This is for prebuilt machines. Seems pretty easy to test. Turn the thing on, put it in sleep mode, then record the power draw from the PC PSU. Monitors are not included.
You'll see the Dieselgate of PCs. It's very efficient and underclocked while being tested, but when a customer registers the product with the website, the driver app installs the normal performance profiles.
As long as it's trying to trigger on idle, I don't see how it would ever cause me a problem. If the CPU load is sufficiently low for cores to park, then let them.
If you want to disable core parking when not idle, that's fine, but it wouldn't even affect the measurements taken by this law.
Idle is pretty well defined. It's when you close the lid of the laptop or hit suspend. The CPU stops running entirely and ram is given some power to persist data.
Still a very annoying law because it prevents you from enabling stuff like wake-on-lan on modern PCs. You have to turn off all the power compliance toggles in the BIOS or it will power off the NIC and break a bunch of other stuff. If the vendor doesn't let you disable compliance mode, you're SoL.

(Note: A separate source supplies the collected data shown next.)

PR #59, opened 2019-08-08
Updated "visit" method to pass response further.

sandulat:
Now we can access the response directly from Inertia request promises like this:

```
this.$inertia.post('/', form).then(response => {});
```

### DIFF
--- a/src/inertia.js
+++ b/src/inertia.js
@@ -87,6 +87,8 @@ export default {
       if (page) {
         this.setPage(page, visitId, replace, preserveScroll, preserveState)
       }
+      
+      return page;
     })
   },
 


reinink:
I am curious, why do you want do access the response in this way?

sandulat:
@reinink I have a form component that accepts a submit callback. If there are any errors from the backend I set errors back to the form. Example:

```vue
<template>
  <form-login :on-submit="login" />
</template>

<script>
import FormLogin from '@/Shared/Forms/FormLogin.vue';

export default {
  components: {
    FormLogin,
  },
  methods: {
    login(form, { resetField, setFieldError }) {
      return this.$inertia.post(this.$route('login.attempt'), form).then(() => {
        if (this.$page.errors.email) {
          setFieldError('email', this.$t('validations.invalidCredentials'));

          resetField('password');
        }
      });
    },
  },
};
</script>
```
The example above won't work because `this.$page` didn't update yet, so I have to workaround it like this:
```js
setTimeout(() => {
  if (this.$page.errors.email) {
    setFieldError('email', this.$t('validations.invalidCredentials'));

    resetField('password');
  }
});
```
With the tiny change from this pull request I could do:
```js
return this.$inertia
  .post(this.$route('login.attempt'), form)
  .then(response => {
    if (response.props.errors.email) {
      setFieldError('email', this.$t('validations.invalidCredentials'));

      resetField('password');
    }
  });
```

This is a very specific scenario but I believe there could be more use cases. Anyway I guess the availability of response won't be redundant.

reinink:
I thought this might be the case. So, with Inertia, this isn't really the recommended way of handling error validation. Let me copy/paste [this response](https://twitter.com/jamesburrow23/status/1158727081087447051) from Twitter.

**Question:**

> So how do you handle a 422 response in Inertia when you're posting data?  Do I need to add a custom header so inertia knows how to catch failed validation?  Thanks for your feedback

**Answer:**

> Great question! The trick is to not think of Inertia like a client-side framework, but rather a server-side framework.
> 
> So, with a client-side framework you'd catch the errors client-side, which would include some JSON error messages, and you'd update your view to show them.
> 
> With Inertia, you handle it like a server-side form submission.
> 
> You submit your form (POST). If there are errors, your server-side framework redirects back (GET) to your form page, and includes the errors in the session.
> 
> Then, you need to send those error messages to the view. Laravel automatically makes them available within the Blade views as $errors. However, we're not using Blade. So, we need to include the errors with our Inertia response, so they can be passed back to our page as a prop.
> 
> In my apps, I do this automatically on every request. If there are errors in the session, I include them as an `errors` prop.
> 
> You can see this here: https://github.com/inertiajs/pingcrm/blob/master/app/Providers/AppServiceProvider.php#L48-L50
> 
> This makes it work a lot like Blade, which always has access to the $errors object.
> 
> Your form page component has now received updated props, which include the `errors` prop, also accessible as $page.errors in Vue.js. Since Vue.js/React are reactive, the page will automatically update to show the form errors.
> 
> See here: https://github.com/inertiajs/pingcrm/blob/master/resources/js/Pages/Users/Create.vue#L10-L14
> 
> So, in summary:
> 
> 1. Submit form via $inertia.post
> 2. If errors, server-side redirect back (GET) to form page
> 3. The errors are saved in the session
> 4. Errors are passed as shared data to Vue.js
> 5. Your page displays those errors, which happens reactively
>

Idle PCs consume roughly 0% of the country's energy. If they wanna reduce it anyway, they should put an energy star sticker on computers so people can save money with more efficient machines.

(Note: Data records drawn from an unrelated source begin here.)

PR #61, opened 2019-08-10
Add support for partial reloads

### LINKED ISSUE #60: Partial page reloads
Different sections of a page sometimes have different data requirements. For example a datatable with a set of dropdown filters: when you switch pages in the datatables, the dropdown data will also be refetched on the server. This isn't necessarily bad, but this can slow down your app with large datasets. 

Ideally, there would be a way to tell Inertia which data you _want_ changed, so it would only fetch and update subset of the page's data.

On the server, data would need to optionally be marked as potentially "lazy". In PHP/Laravel, the data could be wrapped in a callback:

```php
class UsersController extends Controller
{
    public function index()
    {
        return Inertia::render('Users/Index', [
            'users' => Users::paginate(),
            'countries' => function () {
                return Country::all();
            }
        ]);
    }
}
```

*(Sidenote: this only affects subsequent loads on the same page, the first visit will always fetch all of the page's necessary data)*

On the client, you'd need to be able to specify which data you want to reload. In Vue:

```js
this.$inertia.reload({ only: ['users'] });
```

This would send a request with an `X-Inertia-Only` header containing the `users` key, so Inertia can strip out the rest of the data on the server. The `Country::all()` database query would be completely skipped because it never gets evaluated.

When the request comes back, the new props will be merged with the old ones.

---

Kind of related to inertiajs/inertia-laravel#37

Thanks @reinink and @adamwathan for the feedback on this earlier 💪

reinink:
This PR adds support for partial reloads (#60). **This is still a work-in-progress.**

Partial reloads allow you to make subsequent visits to the _same page_ and only request a subset of the props (data) from the server. You do this with a new `only` option on visits.

```js
Inertia.reload({ only: ['users'] });
```

This requires coordination server-side to return only the subset of data. To do this Inertia passes along a new `X-Inertia-Only` header which includes a comma separated list of data keys that will returned. For example:

```php
X-Inertia-Only: users
```

When the server returns a subset of the data from the server, Inertia automatically merges it with the full page object from the previous request that's already in memory.

You can see the Laravel implementation of this here: https://github.com/inertiajs/inertia-laravel/pull/50

## Limiting partial page loads

Currently the `only` option is available for all visit types (not only `reload`) because it was easiest to implement it that way. I don't really see a way to make partial loading not working when going to other pages, so it probably makes sense to limit this. Or, maybe we just throw an exception if you try to make a partial request to a different URL. This still needs to be figured out.

At first I thought we'd just use `Inertia.reload()`. However, that only does `GET` requests. I could see you potentially doing partial reloads on `POST`, `PUT`, `PATCH` and `DELETE`.

Then again, doing this with non-`GET` requests is actually pretty dark territory. It means that the front-end has to know which endpoint the server will redirect to, and that actually could be different depending on the result. For example, on a form validation error it would return to the same page, but maybe on success it redirects to the index. That would mean it's now has the `X-Inertia-Only` header when navigating to a different page. Not good.

I think it probably makes the most sense to simply include the current page component name in the header as well. For example:

```php
X-Inertia-Only: [Users/Index,users]
```

My fear is that even a GET request could end up redirecting elsewhere...for whatever reason. For example, the user gets logged out. Or their permission change. Or SOMETHING. Now suddenly they are doing a partial reload on a different page.

If we include the page component name in the header, we can make sure we only implement it if the final page component is the same. That also means we don't have to limit it to `Inertia.reload()`, since it will literally only work if the final endpoint uses the same page component.

Closes #60.

### DIFF
--- a/src/inertia.js
+++ b/src/inertia.js
@@ -62,7 +62,10 @@ export default {
         Accept: 'text/html, application/xhtml+xml',
         'X-Requested-With': 'XMLHttpRequest',
         'X-Inertia': true,
-        ...(only ? { 'X-Inertia-Only': only.join(',') } : {}),
+        ...(only ? {
+          'X-Inertia-Partial-Component': this.page.component,
+          'X-Inertia-Partial-Data': only.join(','),
+        } : {}),
         ...(this.version ? { 'X-Inertia-Version': this.version } : {}),
       },
     }).then(response => {
--- a/src/inertia.js
+++ b/src/inertia.js
@@ -8,6 +8,7 @@ export default {
   version: null,
   visitId: null,
   cancelToken: null,
+  page: null,
 
   init({ initialPage, resolveComponent, updatePage }) {
     this.resolveComponent = resolveComponent
@@ -46,7 +47,7 @@ export default {
     return this.visitId
   },
 
-  visit(url, { method = 'get', data = {}, replace = false, preserveScroll = false, preserveState = false } = {}) {
+  visit(url, { method = 'get', data = {}, replace = false, preserveScroll = false, preserveState = false, only = [] } = {}) {
     Progress.start()
     this.cancelActiveVisits()
     let visitId = this.createVisitId()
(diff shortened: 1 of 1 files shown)


reinink:
Starting to wonder if this would be better done with two headers:

Option 1:

```
X-Inertia-Partial: Users/Index,users,other
```

Option 2:

```
X-Inertia-Partial-Component: Users/Index
X-Inertia-Partial-Data: users,other
```

reinink:
I decided on second header option and have implemented that.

Why can you not use wake on lan? Apple devices still have full networking capabilities while using less than 1w. It doesn't take over 11w to wake on lan unless the firmware is insanely inefficient.
This law will get mobo vendors to fix their products causing power savings world wide.
WOL and similar features do not change power consumption and this is not where the listed PC's fail. They fail on idle/standby power consumption and to be clear - there is NO reason they have to. Similar spec'd PC's can be purchased that meet these requirements.
Hmm I assumed that this was similar to the EU reg which did lead to NICs being turned off even when you have WoL enabled. The NIC definitely affects idle power consumption and I would not be surprised if vendors take the path of least resistance (disabling features that are only used by "power users") until their hardware meets the requirements.
I'm sure similar PCs meet the requirements, and I'm also sure they're more expensive on average because they are newer. Too bad consumers are not allowed to make choises for themselves.
Few PCs draw much power when idle. A dual-monitor flat screen setup probably draws more than most idle computers (but yet not in power saving state).